### PROVIDED DATA
PR #4509, opened 2024-10-31
OT requested clean up/changes

### LINKED ISSUE #4156: No way to modify obsolete "Origin Trial documentation link" in the "Intent to Extend Experiment" e-mail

### TASK REQUIREMENTS
Each line in the material above must be retyped without alteration.

### RESPONSE
PR #4509, opened 2024-10-31
OT requested clean up/changes

### LINKED ISSUE #4156: No way to modify obsolete "Origin Trial documentation link" in the "Intent to Extend Experiment" e-mail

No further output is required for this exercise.